- **DIRECTIONS FOR THIS TASK**: Nothing beyond the line containing "If we get the" should be printed; print each line exactly from the first line of the listing below through it.

- **MATERIAL FOR THE TASK**:
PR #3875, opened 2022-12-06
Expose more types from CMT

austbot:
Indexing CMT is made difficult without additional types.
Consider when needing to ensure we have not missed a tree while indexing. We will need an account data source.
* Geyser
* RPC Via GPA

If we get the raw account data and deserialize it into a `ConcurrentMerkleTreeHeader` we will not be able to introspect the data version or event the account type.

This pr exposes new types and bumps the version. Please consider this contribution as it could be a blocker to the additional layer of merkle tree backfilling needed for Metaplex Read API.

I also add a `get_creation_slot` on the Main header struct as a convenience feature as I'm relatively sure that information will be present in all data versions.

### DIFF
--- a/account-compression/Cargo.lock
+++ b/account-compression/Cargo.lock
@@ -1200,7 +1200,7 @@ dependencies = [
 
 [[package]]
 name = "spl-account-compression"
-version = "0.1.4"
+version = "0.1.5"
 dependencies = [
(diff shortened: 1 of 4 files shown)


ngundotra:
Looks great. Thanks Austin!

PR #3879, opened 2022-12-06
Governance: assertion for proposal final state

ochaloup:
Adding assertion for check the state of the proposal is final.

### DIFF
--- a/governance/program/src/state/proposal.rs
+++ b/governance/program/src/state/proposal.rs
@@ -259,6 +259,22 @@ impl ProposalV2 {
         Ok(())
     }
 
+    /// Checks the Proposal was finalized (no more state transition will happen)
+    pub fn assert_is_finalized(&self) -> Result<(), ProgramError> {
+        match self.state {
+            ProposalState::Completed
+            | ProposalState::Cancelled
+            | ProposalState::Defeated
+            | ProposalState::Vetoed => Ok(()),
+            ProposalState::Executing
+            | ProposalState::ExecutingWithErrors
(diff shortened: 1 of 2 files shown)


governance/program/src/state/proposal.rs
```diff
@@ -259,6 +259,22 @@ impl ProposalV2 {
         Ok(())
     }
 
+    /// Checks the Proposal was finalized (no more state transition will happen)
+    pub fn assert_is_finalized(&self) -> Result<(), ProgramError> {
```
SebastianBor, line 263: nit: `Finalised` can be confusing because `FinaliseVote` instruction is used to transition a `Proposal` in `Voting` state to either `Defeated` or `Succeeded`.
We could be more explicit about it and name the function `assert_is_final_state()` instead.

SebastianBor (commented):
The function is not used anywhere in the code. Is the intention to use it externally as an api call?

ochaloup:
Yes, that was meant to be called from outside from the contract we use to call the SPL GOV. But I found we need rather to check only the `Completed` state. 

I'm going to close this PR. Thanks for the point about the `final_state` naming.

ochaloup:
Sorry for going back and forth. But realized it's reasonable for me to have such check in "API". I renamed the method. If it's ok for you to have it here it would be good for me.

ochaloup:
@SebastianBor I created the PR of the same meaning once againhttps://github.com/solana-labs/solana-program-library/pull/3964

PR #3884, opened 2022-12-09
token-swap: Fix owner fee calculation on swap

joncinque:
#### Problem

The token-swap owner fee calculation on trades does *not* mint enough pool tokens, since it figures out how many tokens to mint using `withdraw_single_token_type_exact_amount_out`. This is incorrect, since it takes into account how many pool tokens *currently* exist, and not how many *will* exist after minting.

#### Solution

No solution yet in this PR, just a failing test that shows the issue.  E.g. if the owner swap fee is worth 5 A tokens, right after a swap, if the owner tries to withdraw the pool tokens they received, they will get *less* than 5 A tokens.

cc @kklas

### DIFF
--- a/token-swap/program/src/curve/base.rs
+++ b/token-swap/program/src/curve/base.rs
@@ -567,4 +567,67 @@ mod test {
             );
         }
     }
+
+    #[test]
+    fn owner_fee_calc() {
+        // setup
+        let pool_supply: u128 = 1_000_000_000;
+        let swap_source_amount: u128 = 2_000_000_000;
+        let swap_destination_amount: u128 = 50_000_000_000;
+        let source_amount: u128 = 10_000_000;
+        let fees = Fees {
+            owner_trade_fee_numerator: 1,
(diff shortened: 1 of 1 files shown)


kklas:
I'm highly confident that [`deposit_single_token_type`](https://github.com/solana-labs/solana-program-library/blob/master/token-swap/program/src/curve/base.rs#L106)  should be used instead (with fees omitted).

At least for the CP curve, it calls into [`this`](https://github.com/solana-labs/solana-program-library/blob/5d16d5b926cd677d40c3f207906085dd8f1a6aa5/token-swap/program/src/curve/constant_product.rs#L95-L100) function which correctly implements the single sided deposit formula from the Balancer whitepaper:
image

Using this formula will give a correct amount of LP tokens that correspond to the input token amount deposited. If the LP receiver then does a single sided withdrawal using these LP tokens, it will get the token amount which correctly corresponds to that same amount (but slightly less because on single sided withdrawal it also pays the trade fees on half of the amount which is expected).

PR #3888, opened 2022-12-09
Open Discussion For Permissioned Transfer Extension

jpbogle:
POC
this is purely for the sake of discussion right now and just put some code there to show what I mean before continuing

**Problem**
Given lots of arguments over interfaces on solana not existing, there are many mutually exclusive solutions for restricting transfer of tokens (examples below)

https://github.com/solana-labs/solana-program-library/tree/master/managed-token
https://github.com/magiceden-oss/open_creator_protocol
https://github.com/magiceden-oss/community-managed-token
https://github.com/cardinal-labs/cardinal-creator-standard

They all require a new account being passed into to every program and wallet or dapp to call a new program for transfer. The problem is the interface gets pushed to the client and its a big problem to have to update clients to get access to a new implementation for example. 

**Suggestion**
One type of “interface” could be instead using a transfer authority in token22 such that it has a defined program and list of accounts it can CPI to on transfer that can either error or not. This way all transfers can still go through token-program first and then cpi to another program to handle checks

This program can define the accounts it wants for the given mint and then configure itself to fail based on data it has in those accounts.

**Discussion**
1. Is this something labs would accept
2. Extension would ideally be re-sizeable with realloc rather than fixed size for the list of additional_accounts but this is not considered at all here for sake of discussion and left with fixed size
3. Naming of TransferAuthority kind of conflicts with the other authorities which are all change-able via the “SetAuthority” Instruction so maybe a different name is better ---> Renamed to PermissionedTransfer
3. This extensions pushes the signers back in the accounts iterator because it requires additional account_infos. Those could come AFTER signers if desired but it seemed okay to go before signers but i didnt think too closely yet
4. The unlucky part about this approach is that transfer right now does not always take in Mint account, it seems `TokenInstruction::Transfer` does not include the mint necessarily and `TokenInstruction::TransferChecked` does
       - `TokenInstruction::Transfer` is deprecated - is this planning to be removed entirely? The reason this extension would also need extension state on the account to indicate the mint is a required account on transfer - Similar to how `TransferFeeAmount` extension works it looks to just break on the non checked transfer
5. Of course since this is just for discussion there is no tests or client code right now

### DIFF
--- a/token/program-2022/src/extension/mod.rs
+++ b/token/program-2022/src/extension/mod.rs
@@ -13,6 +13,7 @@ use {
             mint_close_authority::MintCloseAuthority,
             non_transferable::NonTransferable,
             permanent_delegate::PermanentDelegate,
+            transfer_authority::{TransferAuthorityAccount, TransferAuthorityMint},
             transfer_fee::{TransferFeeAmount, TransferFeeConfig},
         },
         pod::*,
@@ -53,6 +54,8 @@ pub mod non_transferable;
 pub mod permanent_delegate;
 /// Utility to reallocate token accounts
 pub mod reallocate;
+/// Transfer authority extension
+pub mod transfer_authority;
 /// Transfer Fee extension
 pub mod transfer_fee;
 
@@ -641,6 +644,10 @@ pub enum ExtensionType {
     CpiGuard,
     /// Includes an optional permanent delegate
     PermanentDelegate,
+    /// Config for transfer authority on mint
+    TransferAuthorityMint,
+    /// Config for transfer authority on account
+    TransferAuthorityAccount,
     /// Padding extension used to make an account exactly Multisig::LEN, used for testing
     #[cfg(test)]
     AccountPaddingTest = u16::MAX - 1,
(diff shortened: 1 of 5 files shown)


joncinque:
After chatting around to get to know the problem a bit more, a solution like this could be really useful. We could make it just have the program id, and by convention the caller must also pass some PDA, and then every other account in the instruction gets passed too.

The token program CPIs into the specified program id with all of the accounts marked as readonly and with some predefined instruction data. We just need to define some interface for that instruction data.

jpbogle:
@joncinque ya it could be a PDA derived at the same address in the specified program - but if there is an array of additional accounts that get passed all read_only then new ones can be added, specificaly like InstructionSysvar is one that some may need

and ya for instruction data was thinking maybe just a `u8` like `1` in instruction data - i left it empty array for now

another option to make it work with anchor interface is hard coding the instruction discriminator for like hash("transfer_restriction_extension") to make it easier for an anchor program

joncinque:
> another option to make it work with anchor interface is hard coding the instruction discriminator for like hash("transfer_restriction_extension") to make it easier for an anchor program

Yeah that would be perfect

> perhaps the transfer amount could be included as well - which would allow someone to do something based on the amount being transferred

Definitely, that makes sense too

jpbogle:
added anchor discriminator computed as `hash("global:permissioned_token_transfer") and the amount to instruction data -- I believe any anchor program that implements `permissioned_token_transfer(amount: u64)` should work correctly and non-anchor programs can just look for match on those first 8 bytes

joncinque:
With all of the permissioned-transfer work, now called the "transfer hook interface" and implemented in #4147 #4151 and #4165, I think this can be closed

- **ANSWER SECTION**:
PR #3875, opened 2022-12-06
Expose more types from CMT

austbot:
Indexing CMT is made difficult without additional types.
Consider when needing to ensure we have not missed a tree while indexing. We will need an account data source.
* Geyser
* RPC Via GPA

If we get the raw account data and deserialize it into a `ConcurrentMerkleTreeHeader` we will not be able to introspect the data version or event the account type.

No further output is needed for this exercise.